# Good locations in Northern Utah to hunt rabbits?



## BingJD5702 (Aug 12, 2014)

I'm looking to do some rabbit hunting this fall in Northern Utah. I live in Davis County. Anyone have any suggestions for where to go? Thanks.


----------



## BPturkeys (Sep 13, 2007)

Simple...just get out there, anywhere, and drive around on some two lane roads. When you see some rabbit road kill, bingo...you've found a place to hunt.
P.S. of course it has to be in a safe, public place to hunt.


----------



## wyogoob (Sep 7, 2007)

BingJD5702 said:


> I'm looking to do some rabbit hunting this fall in Northern Utah. I live in Davis County. Anyone have any suggestions for where to go? Thanks.

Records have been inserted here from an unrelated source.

PR #7694, opened 2020-02-07
Replace Node#str_content with StrNode#value

Drenmi:
This is a small step in a quest to move overly generic methods from `Node` into the relevant node extensions. In this case `Node#str_content` is moved to `StrNode#value`.

-----------------

* [X] Added tests.

### DIFF
--- a/spec/rubocop/ast/str_node_spec.rb
+++ b/spec/rubocop/ast/str_node_spec.rb
@@ -56,4 +56,31 @@ RSpec.describe RuboCop::AST::StrNode do
       it { expect(str_node.heredoc?).to be(true) }
     end
   end
+
+  describe '#value' do
+    context 'with a normal string' do
+      let(:source) { "'foo'" }
+
+      it { expect(str_node.value).to eq('foo') }
+    end
+
+    context 'with a string with interpolation' do
+      let(:source) { '"foo #{bar} baz"' }
+
+      it { expect(str_node.value).to eq('foo  baz') }
+    end
+
+    context 'with a heredoc' do
+      let(:source) do
+        <<~RUBY
+          <<-CODE
+            foo
+            bar
+          CODE
+        RUBY
+      end
+
+      it { expect(str_node.value).to eq("  foo\n  bar\n") }
+    end
+  end
 end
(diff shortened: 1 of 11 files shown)


spec/rubocop/ast/str_node_spec.rb
```diff
@@ -56,4 +56,31 @@
...
+    context 'with a normal string' do
+      let(:source) { "'foo'" }
+
+      it { expect(str_node.value).to eq('foo') }
+    end
+
+    context 'with a string with interpolation' do
+      let(:source) { '"foo #{bar} baz"' }
+
+      it { expect(str_node.value).to eq('foo  baz') }
```
Drenmi: This may or may not be the desired behaviour, but in any case it is the current one. If we want to change this we can do so down the line. At least now the behaviour is documented. 🙂

koic:
I think it's better to add an changelog entry to the CHANGELOG.md because this change affects 3rd party cops. For example, it affects rubocop-rails and rubocop-rspec in rubocop-hq organization.

```console
% ag str_content
rubocop/lib/rubocop/cop/style/format_string_token.rb
90:          token_ranges(str_contents(str_node.loc), &block)
93:        def str_contents(source_map)

rubocop-rails/lib/rubocop/cop/rails/date.rb
137:            node.receiver.str_content.match(zone_regexp)

rubocop-rails/lib/rubocop/cop/rails/lexically_scoped_action_filter.rb
141:            [node.str_content.to_sym]
148:                v.str_content.to_sym

rubocop-rspec/lib/rubocop/cop/rspec/file_path.rb
79:          "*#{name.str_content.gsub(/\W/, '')}" unless ignore_methods?

rubocop-rspec/lib/rubocop/cop/rspec/describe_method.rb
28:          return if second_arg.str_content.start_with?('#', '.')
```

Drenmi:
Thanks for pointing that out @koic! I will have a look at those gems as well.

bbatsov:
Perhaps `str_content` can stay for now with some deprecation warning?

koic:
This change may cause an error for 3rd party gems not maintained by rubocop-hq when using `Node#str_content`. The changelog is an announcement for those users. If possible, a more user-friendly approach would be to display deprecation warning.
I think it's good to have it in the changelog first.

bbatsov:

PR #7699, opened 2020-02-08
[Fix #7680] Add new `Lint/StructNewOverride` cop

### LINKED ISSUE #7680: New cop: Detect unexpected overwriting of Struct methods

I've encountered an weird behavior on using `Struct` class:

```ruby
# good
Good = Struct.new(:foo)
Good.new.members #=> [:foo]

# bad
Bad = Struct.new(:members)
Bad.new.members #=> nil (I've expected `[:members]`)
```

This is caused by unexpectedly overwriting the [`Struct#members`](https://ruby-doc.org/core-2.7.0/Struct.html#method-i-members) method.

Add a new cop to detect unexpected overwriting such as the example above.

None.

## Additional context

`Struct` includes `Enumerable` and has many methods e.g. `length`, `count`, `min`, `max`, or `sum`, so it seems that some people might use such methods as a `Struct` member unexpectedly.

ybiquitous:
Fix #7680 

This adds a new `Lint/StructNewOverride` cop to check unexpected overrides of [`Struct`](https://ruby-doc.org/core-2.7.0/Struct.html) original methods.

I originally planned to name it "Lint/StructOverride", but I think that disallowing all the overrides is too strict, so I rename it to `Lint/StructNewOverride`. I intend that this cop limits to overrides via arguments in `Struct.new(...)`.

However, the cop name may need to be discussed more.

Furthermore, as I commented on <https://github.com/rubocop-hq/rubocop/issues/7680#issuecomment-583751130>, it may need more discussion on whether the cop should check **all** the methods (from `Object` or `Enumerable`) or not.

-----------------

* [x] Added tests.


lib/rubocop/cop/lint/struct_new_override.rb
```diff
@@ -0,0 +1,50 @@
...
+        STRUCT_METHOD_NAMES = Struct.instance_methods
+
+        def_node_matcher :struct_new, <<~PATTERN
+          (send
+            (const ${nil? cbase} :Struct) :new ...)
+        PATTERN
+
+        def on_send(node)
+          return unless struct_new(node) do
+            node.arguments.each do |arg|
```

North of Evingston is good. Bring your credit cards.



.


----------



## BingJD5702 (Aug 12, 2014)

Thanks Wyogoog. I'll check it out.


----------



## Kevin D (Sep 15, 2007)

Cruise around until you find you some rabitat, cuz that's where all the rabbits dwell......


----------



## Trooper (Oct 18, 2007)

Technically this is Northern Utah, but it might be too much of a drive. Anyway, I've floated the Green river from the dam to Vernal and there is a plague of rabbits the whole way. Seriously. Plague. At times I could see 8 different rabbits sitting on the edge of a road.


----------



## Mtnbeer (Jul 15, 2012)

I believe we are nearing the peak of the ten year rabbit cycle, as I've seen way more rabbits than usual this year.


----------